The blocks AR- (0,0), AR- (0,1)-
If the readout signal RS is sequentially output to any one of the scanning lines connected to AR- (0, n), the blocks AR- (0,0), AR- (0,1) One image data generation unit may be provided for ~ AR- (0, n). For this reason, if the other blocks have the same configuration, the image data for one screen can be generated by the m image data generation units, and the configuration can be simplified.

[0041]

According to the present invention, the irradiation field recognition required for performing appropriate image processing can be performed at high speed.

[Brief description of the drawings]

FIG. 1 is a diagram showing a configuration of an irradiation field recognition device.

FIG. 2 is a diagram showing a block AR- (0,0).

FIG. 3 is a diagram showing a configuration of an irradiation field output unit.

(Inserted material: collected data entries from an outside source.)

PR #112, opened 2020-06-13
update new column button to say "New Column" instead of just "New"

jeyj0:


mpscholten:
Also thanks for this one :) I guess the CI is broken because some other stuff. I'll fix that today.

PR #118, opened 2020-06-17
added showgencode for enums; removed empty enum error

nezbite:


IHP/IDE/SchemaDesigner/Controller/Schema.hs
```diff
@@ -50,6 +50,12 @@ instance Controller SchemaController where
         let generatedHaskellCode = SchemaCompiler.compileStatementPreview statements table
         render GeneratedCodeView { .. }
 
+    action ShowGeneratedEnumCodeAction { enumName } = do
+        statements <- readSchema
+        let (Just enum) = findEnumByName enumName statements
```
mpscholten, line 55: Right now this looks pretty much the same as the. `ShowGeneratedCodeAction`. Can't we just introduce a `findStatementByName` (which basically find enum or table) and then use `findStatementByName` instead of `findTableByName` in the `ShowGeneratedCodeAction`?

nezbite: In case of an EnumType and a Table having the same name, this function would have a hard time finding the right one; When referring to a Table and the function returns an Enum or vice versa there would be an issue..

mpscholten: You cannot have a enum named like a table at the same time in Postgres

PR #124, opened 2020-06-23
Run nix-shell with --pure when creating the .envrc

madjar:
This fixes a bug where the `.envrc` keeps growing every time you regenerate it.

By default, nix-shell gets the current $PATH and prepends the nix store $PATH. That means that if you already have the current `.envrc` loaded, both the current content of `.envrc` and the new computed path will be save to `.envrc`, making it grow over time. This is fixed by calling nix-shell with `--pure`.


mpscholten:
Good catch! Thanks :)

Btw, we're already looking into the failing CI.

madjar:
Super, thanks!

PR #466, opened 2020-10-15
Re-exporting Only from postgresql-simple

fegu:
The type Only is not available in controllers. Strange as there is an example in the documentation showing use of it, but it does not actually compile. Fixed with this PR.


mpscholten:
Good point. I'd rather add it to `IHP.ControllerPrelude` to keep things clean :)

fegu:
Good idea, done.

mpscholten (approved):

PR #473, opened 2020-10-18
Add support for timestamp without time zone (i.e. localtime)

fegu:
There was some support already (seemed to be started but not finished) in the code generator. In addition to adding support for localtime this PR also solves an unrelated bug: editing a primary key (.e.g. setting unique on/off) always deselects it as a primary key. Also added a couple of clarifications to contributing doc.


mpscholten (approved):

mpscholten:
Looks good, thanks! :)

PR #477, opened 2020-10-20
Document differences between user vs admin auth

unhammer:
----

This worked for me, would love to find out if it's wrong :-)


mpscholten (approved):
Good additions, thanks :)

PR #485, opened 2020-10-21
Refactored FrameworkConfig to a datatype

HugoPeters1024:
## Summary

As discussed with @mpscholten a while ago, I propose to implement the FrameworkConfig typeclass as a datatype instead. This significantly reduces type headers in many of the framework's functions and exposes the config to the entire pipeline via either the ApplicationContext as well as the RequestContext. This means that users will still have access to their own configuration in controllers.

## TODO
- [x] Update the boilerplate to reflect the configuration initialization (https://github.com/digitallyinduced/ihp-boilerplate/pull/7)
- [x]  create a proxy getter for all properties that uses an implicit FrameworkConfig argument so we don't have to pass the instance explicitly everytime. (Perhaps FrameworkConfigProxy typeclass?)
- [x] Ensure the documentation is updated
- [x] Lift the FrameworkConfig argument of runServer into IO? This way users can do arbitrary queries to build their framework config. If we also lift defaultFrameworkConfig we are released from an unsafePerformIO.
- [x] ~~Confirm that the subset equality property of the IDE Context datatype is a valid assumption and the best way to implement this.~~ (No longer relevant)

## Considerations
- Is not backwards compatible with existing projects

Premature feedback is appreciated :)


IHP/ErrorController.hs
```diff
@@ -48,14 +47,14 @@ handleNoResponseReturned controller = do
             
         |]
     let title = [hsx|No response returned in {tshow controller}|]
-    let (RequestContext _ respond _ _ _) = ?requestContext
+    let (RequestContext _ respond _ _ _ _) = ?requestContext
```
mpscholten, line 50: Maybe when we're on this already we could replace this with a named pattern match:
```suggestion
    let RequestContext { respond } = ?requestContext
```

This it's more robust against future changes when we want to add more fields :)

IHP/Mail.hs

FIG. 4 is a diagram for explaining the operation of the irradiation field recognition device.

FIG. 5 is a diagram for explaining another method of connecting contour candidate points.

[Description of Signs] 11 Imaging panel 14 Scan driver 16 Image data generator 25 Irradiation field output unit 30 Condition setting unit 35 Image output unit 40 Control unit

Claims (1)

[Claims] 1. A radiation image detecting means for detecting radiation dose applied to a subject using a field stop by a plurality of two-dimensionally arranged detection elements and generating radiation image data, Image data obtaining means for dividing the image data of each block into a plurality of blocks and reading out the image data of each block in parallel from the radiation image detecting means; block position storing means for storing the position of each block on the image; A translocation for detecting one or more contour candidate points considered to be on the irradiation field contour for each block based on the image data of each block read from the radiation image detecting means by the data acquiring means. Candidate point detecting means, and irradiation field contour forming means for forming a figure formed by connecting the contour candidate points detected by the contour candidate point detecting means as an irradiation field contour. And, irradiation field detection device and detects the region surrounded by the irradiation field contour formed by the irradiation field profiling means as a radiation area.